Fig. 4. Kinetics of primary T cell responses following Delta challenge.

NHP (n = 8/group) were challenged with 2 × 10⁵ TCID₅₀ Delta and simultaneously treated with RBD-62 (green circles) or PBS (gray circles). a–e Peripheral blood mononuclear cells (PBMC) or f–h lymphocytes from BAL were collected prior to challenge (immediately preceding challenge for PBMC and 1 month pre-challenge for BAL) and on days 2, 4, 7, 9 and 14 post challenge. Cells were stimulated with WA1 S1 and S2 peptide pools and responses were measured by intracellular cytokine staining (ICS). a, f Percentage of memory CD4⁺ T cells expressing T_H1 markers (IL-2, TNF or IFNγ). b, g Percentage of memory CD4⁺ T cells expressing T_H2 markers (IL-4 or IL-13). c, h Percentage of memory CD8⁺ T cells expressing IL-2, TNF or IFNγ. d, e Percentage of T_FH cells expressing CD40L or IL-21, respectively. Dotted lines set at 0%. Reported percentages may be negative due to background subtraction and may extend beyond the lower range of the y-axis. Circles, boxes and horizontal lines represent individual animals, interquartile range and median, respectively, while minima and maxima are denoted at whisker termini. Due to pre-specified minimum cell numbers per sample required for analysis, some timepoints include data from <8 NHP/group. Data are provided as a Source Data file.

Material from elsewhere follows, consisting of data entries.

PR #768, opened 2020-09-09
Fix build script with python 3 where each line starting with 'b and ends with \n' making it hard to read the log.

HamedSabri-adsk:
When running build.py with python3, each line starts with 'b and ends with \n' making it hard to read the log.

Using codec module fixes the problem: https://docs.python.org/3/library/codecs.html

It appears the same fix was also introduced in USD's build_usd.py few months ago:

```
Commit 4f0a1640
by sunyab, 25/03/2020 04:43 PM
committed by pixar-oss
parent 7f64522e
child a9c9786e
```

### DIFF
--- a/build.py
+++ b/build.py
@@ -5,6 +5,7 @@ from distutils.spawn import find_executable
 
 import argparse
 import contextlib
+import codecs
 import datetime
 import distutils
 import multiprocessing
@@ -124,7 +125,7 @@ def Run(context, cmd):
     """Run the specified command in a subprocess."""
     PrintInfo('Running "{cmd}"'.format(cmd=cmd))
 
-    with open(context.logFileLocation, "a") as logfile:
+    with codecs.open(context.logFileLocation, "a", "utf-8") as logfile:
         logfile.write("#####################################################################################" + "\n")
         logfile.write("log date: " + datetime.datetime.now().strftime("%Y-%m-%d %H:%M") + "\n")
         commitID,commitData = GetGitHeadInfo(context)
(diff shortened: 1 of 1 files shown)


build.py
```diff
@@ -124,7 +125,7 @@ def Run(context, cmd):
     """Run the specified command in a subprocess."""
     PrintInfo('Running "{cmd}"'.format(cmd=cmd))
 
-    with open(context.logFileLocation, "a") as logfile:
+    with codecs.open(context.logFileLocation, "a", "utf-8") as logfile:
```
kxl-adsk, line 128: I had a fix locally for it as well...but I didn't have to change anything else than line 150, i.e. remove encode and write simply content of `l`. 

How can I see the issue which forced you to use codecs?

HamedSabri-adsk: `I had a fix locally for it as well...but I didn't have to change anything else than line 150, i.e. remove encode and write simply content of l.`

If I recall correctly, I had the code originally that way and it was working on some platforms but not others.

Fig. 5. Memory B-cell responses following Delta challenge and RBD-62 treatment.

NHP were challenged with 2 × 10⁵ TCID₅₀ Delta and simultaneously treated with RBD-62 or PBS. Memory B-cell specificity was determined at day 14 post challenge via binding to fluorochrome-labeled variant probe pairs as indicated in figure legends. Probe pairs include WA1 and Delta S-2P, Delta and BA.1 S-2P, and Delta S-2P and RBD-62. a Representative flow cytometry graphs for one animal in the control group (left) or treated group (right). Event frequencies denote the proportion of probe-binding cells within the total class-switched memory B-cell population. Cross-reactive memory B cells are represented by events in the top right quadrant whereas single-positive memory B cells reside in the top left or bottom right quadrants. b Pie charts indicating the geometric mean frequency of the entire S-specific memory B-cell compartment capable of binding to both members of a variant probe pair (dark gray) or a single variant within the pair (light gray or black) at day 14 post challenge. The control group is displayed on the left and the treated group is displayed on the right. n = 8 for treated group and n = 4 for control group. Source data are provided as a Source Data file.